Думая так, Лина быстренько заткнула отдушину, предварительно сняв самодельный чехол с войлока, и надела на себя всё имеющееся домашнее платье. Она не стала слушать окончания разговора между гостями, потому что те несколькими фразами дали понять о своём скором расходе по домам, но улеглась на топчан, накрылась одеялом и замерла в мучительном ожидании. Минут сорок она слушала, как расходятся гости, выпроваживаемые по одному бедной Аглаей. Затем ещё минут сорок возились домашние, о чём свидетельствовали тяжело скрипящие половицы и невнятные, словно из бочки, голоса. Наконец дом начал затихать, а в двери каморки тихонько стукнули. Это пришла неутомимая Аглая спросить, не надо ли чего. Лина решила, что надо и они вдвоём с блаженной вышли во двор.
- Бабушка велела тебя запереть, - сообщила бесхитростная блаженная, когда они возвращались в избу.

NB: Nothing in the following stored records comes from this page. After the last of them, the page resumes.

PR #449, opened 2020-03-23
[NO-JIRA] Add Github actions workflow

georgegillams:

+ [x] `UNRELEASED.md`
+ [x] `README.md`
+ [x] Tests

### DIFF
--- a/.github/workflows/ios-ci.yml
+++ b/.github/workflows/ios-ci.yml
@@ -1,0 +1,37 @@
+name: CI
+
+on:
+  push:
+    branches: [ master ]
+  pull_request:
+    branches: [ master ]
+
+jobs:
+  build:
+    runs-on: macos-10.15
+
+    steps:
+    # Checkout the repo
+    - uses: actions/checkout@v2
+
+    - name: brew install
+      run: brew install clang-format
+
+    - name: npm install
+      run: npm ci
+
+    - name: install bundler
+      run: gem install bundler --version 2.0.2
+
+    - name: bundler install
+      run: bundle install
+      working-directory: ./ios
+
+    - name: CocoaPod install
+      run: bundle exec pod install
+      working-directory: ./ios
+
+    - name: CI
+      run: bundle exec rake ci
+      working-directory: ./ios
+
--- a/ios/Rakefile
+++ b/ios/Rakefile
@@ -6,7 +6,7 @@ EXAMPLE_SCHEMA = 'native'
 ANALYZE_FAIL_MESSAGE = '⚠️'
 
 def get_changed_files()
-  `git status --porcelain | grep -Ev "CHANGELOG|UNRELEASED|package-lock.json"`.lines
+  `git status --porcelain | grep -Ev "CHANGELOG|UNRELEASED|Podfile.lock|package-lock.json"`.lines
 end
 
 def check_pristine()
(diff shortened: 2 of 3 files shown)


.github/workflows/ios-ci.yml
```diff
@@ -0,0 +1,34 @@
...
+  pull_request:
+    branches: [ master ]
+
+jobs:
+  build:
+    runs-on: macos-10.15
+
+    steps:
+    # Checkout the repo
+    - uses: actions/checkout@v2
```
shaundon: What does this mean? Like are there docs I can view? It's all good but I'm just trying to wrap my head around how GH Actions works

georgegillams: https://github.com/actions/checkout#checkout-v2

.travis.yml
```diff
@@ -1,107 +0,0 @@
-language: node_js
-
-env:
-  global:
-    - NPM_CONFIG_LOGLEVEL=warn
-    - CLOUDSDK_CORE_DISABLE_PROMPTS=1
-    - ANDROID_API_LEVEL=29
```
olliecurtis: Don't we still need the Android CI right now? Deleting this shouldn't be until we migrate

.github/workflows/ios-ci.yml
shaundon: Thanks

.travis.yml
georgegillams: Good catch. I deleted this while I was working just to reduce the load on travis. Will reinstate

ios/Rakefile
```diff
@@ -28,9 +28,8 @@ end
 desc "Runs clang-format on all h and m files to ensure formatting is correct"
 task :lint do
   abort red "The following generated files have changed during setup:\n#{get_changed_files}" unless check_pristine
-  `clang-format -i **/*.h **/*.m`
+  `clang-format -i ../**/*.h ../**/*.m`
```
georgegillams: To include files in the `lib` directory too

.github/workflows/ios-ci.yml
```diff
@@ -0,0 +1,34 @@
...
+
+    - name: brew install
+      run: brew install clang-format
+
+    - name: npm install
+      run: |
+        npm ci
+        if [ -d ./lib/node_modules ]; then cp -rf ./lib/node_modules/* ./node_modules/; fi
```
tiagoengel: Why are we doing this? If npm is putting node_modules there I don't think we should be messing with it. It doesn't seem to cause any problems.

georgegillams: It does, because we assume the location of the font files

tiagoengel: Can you try to rebase? @k0nserv deduped our dependencies to fix that.

tiagoengel: Actually the PR is not merged yet https://github.com/Skyscanner/backpack-react-native/pull/451

k0nserv: Yeah I don't think this should be the solution to this issue. The problem is that we expect the font files to be in `node_modules/bpk-svgs` but they ended up nested under `backpack-react-native` at `node_modules/backpack-react-native/node_modules/bpk-svgs`. I ran `npm dedupe bpk-svgs` in my branch which moves them to the root

.github/workflows/ios-ci.yml
```diff
@@ -0,0 +1,34 @@
...
+
+    - name: bundler install
+      run: |
+        gem install bundler --version 1.17.3
```
k0nserv: This is an old version of bundler, can we upgrade to 2.0?

.github/workflows/ios-ci.yml
k0nserv: I just merged #451 so if you rebase on master that should be it

k0nserv:
So I disabled analysis for now since what we are really after here is tests. We need to do more work for analysis because we are getting errors in RN and other libraries atm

- Это ещё зачем? – перепугалась Лина.
- Не знаю, - безмятежно возразила Аглая.
- Стой, не спеши, - придержала на крыльце блаженную Лина, - помнишь, тебе мои часы понравились?

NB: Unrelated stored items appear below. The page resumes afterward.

PR #60, opened 2020-06-30
Connected Navbar to store to get pathname. Navbar button is active if you're on that page.

lisa-sa-li:


hackathon_site/dashboard/frontend/src/components/general/Navbar/Navbar.js
```diff
@@ -11,73 +12,81 @@ import { ReactComponent as Inventory } from "assets/images/icons/Hardware.svg";
...
-            </Button>
-        </nav>
-    );
-};
+const UnconnectedNavbar = ({ cartQuantity, pathname }) => (
+    <nav className={styles.nav}>
+        <div className={styles.navFlexDiv}>
+            <Link to={"/"}>
+                <Button
+                    className={pathname === "/" ? styles.navActive : styles.navBtn}
```
grahamhoyes, line 20: It would be nice to test that this is actually happening. A possibility:
```javascript
it("Adds the active class to only the active page", () => {
        const pagesAndPaths = [
            ["Dashboard", "/"],
            ["Orders", "/orders"],
            // ...
        ];

        pagesAndPaths.map(([label, path]) => {
            const { getByText, container } = render(
                withStore(withRouter(<Navbar pathname={path} />))
            );

            expect(getByText(label).closest("button").className).toMatch(
                new RegExp(styles.navActive)
            );

            expect(container.querySelectorAll(".navActive").length).toBe(1);
        });
    });
```

RTL really doesn't want you to be querying and using classes or ids in your test, since it abstracts away from what the user sees. However, in this case I think it is appropriate, and there isn't any other thing we could do.

grahamhoyes: Had to do a
```javascript
import { styles } from "./Navbar.module.scss";
```
at the top, of course

grahamhoyes: Seems that multiple calls to `render` without cleaning up will keep adding to the DOM, so this will fail for anything beyond the first map item. I can't get [cleanup](https://testing-library.com/docs/react-testing-library/api#cleanup) to work on my end, but you can give it a try. The other solution is to just map `pagesAndPaths` and have the `it` call with the `render` and `expect`s inside it.

hackathon_site/dashboard/frontend/src/testing/helpers.js
```diff
@@ -7,3 +7,9 @@ import store from "slices/store";
 export const withRouter = (component) => <BrowserRouter>{component}</BrowserRouter>;
 
 export const withStore = (component) => <Provider store={store}>{component}</Provider>;
+
+export const withStoreAndRouter = (component) => (
```
grahamhoyes, line 11: Would flip the order of the internal components arround, currently it's acting as `withRouterAndStore` I think semantically. Or just have it call `withStore(withRouter(component))` directly.

hackathon_site/dashboard/frontend/src/components/general/Navbar/Navbar.test.js
```diff
@@ -11,17 +11,17 @@ describe("<Navbar />", () => {
...
+        ["Orders", "/orders"],
+        ["Teams", "/teams"],
+        ["Reports", "/reports"],
+        ["Inventory", "/inventory"],
+        [`Cart (${cartQuantity})`, "/cart"],
+    ];
 
-        pagesAndPaths.map(([label, path]) => {
+    pagesAndPaths.map(([label, path]) => {
+        it("Adds the active class to only the active page", () => {
```
grahamhoyes, line 24: Can you update this message with a detail about which one it's doing? Otherwise the output will be this same message 6 times. Something like 

```javascript
it(`Adds the active class to ${label} when on ${path}`, ...)
```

- Помню, - ответила Аглая.
- Давай меняться, - предложила Лина, - ты мне ключ от моей кладовочки, а я тебе – часы.
- Бабушка будет ругаться, - засомневалась Аглая, хотя по голосу было понятно, что ей жутко хочется получить невиданные ей доселе диковинные часы.
«Что делать? – нетерпеливо подумала Лина. – Не глушить же эту несчастную».
- Будет ругаться, скажи – бес попутал. Не убьёт же она тебя? – сделала ещё одну попытку Лина.
- Не убьёт, - возразила блаженная, - бабушка меня руками больно не обижает, только словами зело напутствует. Скажу – бес попутал!
И Аглая негромко счастливо рассмеялась.
- Держи!
Лина сняла с запястья часы и отдала их блаженной. Та минут пять в молчаливом экстазе разглядывала их в свете керосинового фонаря, а затем сунула часы за пазуху.
- Ты их тряси время от времени, а то остановятся, - предупредила Лина и приняла ключ.
Лина отдала Аглае японские штампованные часы с автозаводом. «Интересно, зачем это они решили меня запереть?» - подумала она и напоследок спросила:
- Скажи, а когда Маркел с Ананием снова в тайгу собираются?
- Не то завтра после обеда, не то послезавтра с утреца, - рассеянно отвечала блаженная, прижимая руки к груди.
«Это хорошо… Вот бедняжка!» - невпопад подумала Лина и закрыла за собой дверь в каморку.